Пахнут розы и жасмины,
Озаренные луной,
И поет, поет о счастье
Чей-то голос молодой…
Мы веселимся.
Дневная городская духота истомила нас. А теперь хорошо. Вечереет. В ресторане, у самой реки, все столики заняты. Это так понятно! Всем хочется подышать свежим воздухом и повеселиться.
Воздух – казенный, дается даром. А веселье – это уж от содержателя ресторана, и выражается это веселье четырьмя скрипками, двумя флейтами, контрабасом и барабаном.
И это тоже понятно. Ничто так властно не управляет усталыми нервами современного человека, как музыка.
Современный человек под музыку обедает, под музыку гуляет и под музыку пьет воду целебных источников.
На какой-нибудь выставке племенного скота – уж на что, кажется, предприятие деловое и прозаическое – приезжий помещик приценивается к голландской корове под звуки вальса «Лобзай меня». Без «Лобзай меня», пожалуй, и корову не купить.
Итак, мы веселимся.
Те из нас, которые уже отвеселились и уплатили по счету, уходят, уступая место другим.
Другие приходят оживленные, жадно заглядывают в тарелки соседей – не едят ли чего-нибудь особенно вкусного, что можно было бы тоже заказать. И в глазах их, и во всех жестах сквозит надежда на что-то приятное и веселое. А четыре скрипки, две флейты, контрабас и барабан делают свое дело.
Сначала они сыграют песнь умирающей Травиаты.
Потом – «Смейся, паяц, над разбитой любовью».

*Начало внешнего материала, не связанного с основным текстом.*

PR #2654, opened 2023-10-23
Fix tvOS build

### LINKED ISSUE #2647: v2.13+ not building on tvOS
### Description

Since #2455 was merged and v2.13 was released the project isn't building on an app that uses react-native-tvos. This is because it's trying to load iOS specific code on the tvOS target.

### Steps to reproduce

1. Build package for tvOS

Потом – «Плачь, Маргарита».
Потом – «Не плачь, дитя».
И закончат все это исполненным со слезой и рыданием похоронным маршем.
Музыка овладевает сердцами, слушатели жуют вяло, вздыхают и думают: кто – о погибшей молодости, кто – о погубленной любви, кто – о потерянном кошельке и о проигрыше на скачках.

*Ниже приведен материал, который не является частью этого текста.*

PR #2664, opened 2023-10-31
Raise limit on simultaneous gesture handlers from 20 to 50

vthorsteinsson:
## Description

In `GestureHandlerOrchestrator.kt`, there is a pretty arbitrary limit on the number of simultaneous gesture handlers,
via the constant `SIMULTANEOUS_GESTURE_HANDLER_LIMIT` which is set to 20. A comment with the constant states
that "this limit doesn't necessarily need to exist" but that it is there for simple efficiency reasons.

My company publishes a React Native game app which hits this limit at run-time, so we have been applying a patch to
`react-native-gesture-handler` in our repo to raise this limit to 50. This solves our problem and appears to have
no adverse side effects. Raising the constant from 20 to 50 makes a couple of vectors slightly bigger but the
memory consumption due to this is negligible.

## Test plan

We have been applying this patch to a production app for a couple of months now with no apparent adverse effects.

### DIFF
--- a/android/src/main/java/com/swmansion/gesturehandler/core/GestureHandlerOrchestrator.kt
+++ b/android/src/main/java/com/swmansion/gesturehandler/core/GestureHandlerOrchestrator.kt
@@ -606,9 +606,9 @@ class GestureHandlerOrchestrator(
   }
 
   companion object {
-    // The limit doesn't necessarily need to exists, it was just simpler to implement it that way
+    // The limit doesn't necessarily need to exist, it was just simpler to implement it that way
     // it is also more allocation-wise efficient to have a fixed limit
-    private const val SIMULTANEOUS_GESTURE_HANDLER_LIMIT = 20
+    private const val SIMULTANEOUS_GESTURE_HANDLER_LIMIT = 50
 
     // Be default fully transparent views can receive touch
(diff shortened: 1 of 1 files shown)


m-bert:
Hi @vthorsteinsson! Thanks for this PR! We all agree that upper limit for gesture handlers present in app shouldn't exist. While raising the limit to 50 should be enough, we think it is better to remove it (at least for now). That's why I've prepared [this PR](https://github.com/software-mansion/react-native-gesture-handler/pull/2672). It would be great if you could check if it works for you and prevents your app from crashing

vthorsteinsson:
Hi @m-bert and many thanks for your efforts! We can of course perform in-house testing of the other PR and will do so. Be aware, though, that this bug was difficult to catch in local testing and mostly occurred for users in the field (unfortunately). But we are optimistic that your approach solves the problem.

vthorsteinsson:
Hi again @m-bert ! FYI we have tested [your PR](https://github.com/software-mansion/react-native-gesture-handler/pull/2672) locally and our app seems to run fine with it.

m-bert:
Hi! That's great to hear! I'll merge it asap :)

m-bert:
Hi! I'm closing this PR since the one that I've mentioned above has just been merged. Thank you one more time for this submission!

– Пла-ачь, Маргарита! Пла-ачь, дорогая! – надрывается флейта.
За соседним столиком томится пришедший повеселиться толстяк. Он лишен способности анализировать свои настроения и находить их причины. Поэтому всю душевную горечь, вызванную Гуно[17], он приписывает поданной ему порции раков.

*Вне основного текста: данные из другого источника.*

PR #2666, opened 2023-11-03
Move REACT_NATIVE_VERSION to native-only code

### LINKED ISSUE #2660: Web-only app breaks
### Description

Screenshot 2023-10-27 at 2 47 15 PM

`react-native` isn't used on Web. This check should be moved to a native-only file.

### Steps to reproduce

Create a web-only project that imports RNGH.

 https://stackblitz.com/edit/nextjs-tcj82d?file=pages%2Findex.tsx,package.json,next.config.js,rn-pkc.json

### Gesture Handler version

2.13.4

### React Native version

N/A

### Platforms

Web

### JavaScript runtime

None

### Workflow

None

### Architecture

None

### Build type

None

### Device

None

### Device model

_No response_

### Acknowledgements

Yes

chriscoomber:
## Description

Fixes #2660

Depending on this package in a web-only app is causing a compile error. This is due to this package importing `react-native/package.json`, which for web-only builds doesn't exist. This import is only done to obtain the react-native version number, which isn't used for web anyway. So it seems easy enough to move this version number to a native-only file.

I chose to export a **function** so that it's a _logic error_ to use `getReactNativeVersion` on web, and an error is thrown (right now it's only used in one place, behind a check that makes sure it runs on native only). It might have been easier to just export a **const**, with fake values on web, but that would hide the error for a potentially more confusing error down the line.

## Test plan

Not tested, sorry. Would appreciate if someone could help out here.


m-bert (approved):
Hi @chriscoomber! Thanks for submitting this PR! Please make sure that CI passes and we're good to go 🟢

– Эй, малый! – зовет он лакея. – Это у вас отборный рак называется?
– Отбирали-с, – оправдывается лакей.
– Отбирали-с! Которые отобрал, те сам и слопал, а мне пауков каких-то сунул и рад! И думаешь, не пойму?
– Виноват-с, самые лучшие-с!
– Виноват! А ты не будь виноват. Виноватых наказывают. Эт-то что, а? Где у этого рака лапа? Рак здесь, а лапа в речке осталась?
«Твоя слеза на труп безгла-ас-ный…» – рыдают флейты.
– А где у этого хвост?
– Да вы же сами изволили скушать.
– Хороши раки! – с тоской и упреком говорит гость. – Ни хвостов, ни копыт.
«Не оценит тоски твоей…»
Пахнет жареным луком, пережаренным мясом и недожаренной рыбой.
Но этого не надо замечать. Воют скрипки, и всей своей разбитой грудью вздыхает контрабас.
Но этого тоже не надо замечать. Зачем? Ведь мы пришли веселиться.
Самое лучшее – опереться локтями на стол, как будто глубоко задумавшись, заткнуть потихоньку уши пальцами, закрыть глаза и думать о другом и видеть другое…
Июнь.
Затихли темные липы, сплелись ветвями и, тихо сливаясь с вечернею мглою, засыпают.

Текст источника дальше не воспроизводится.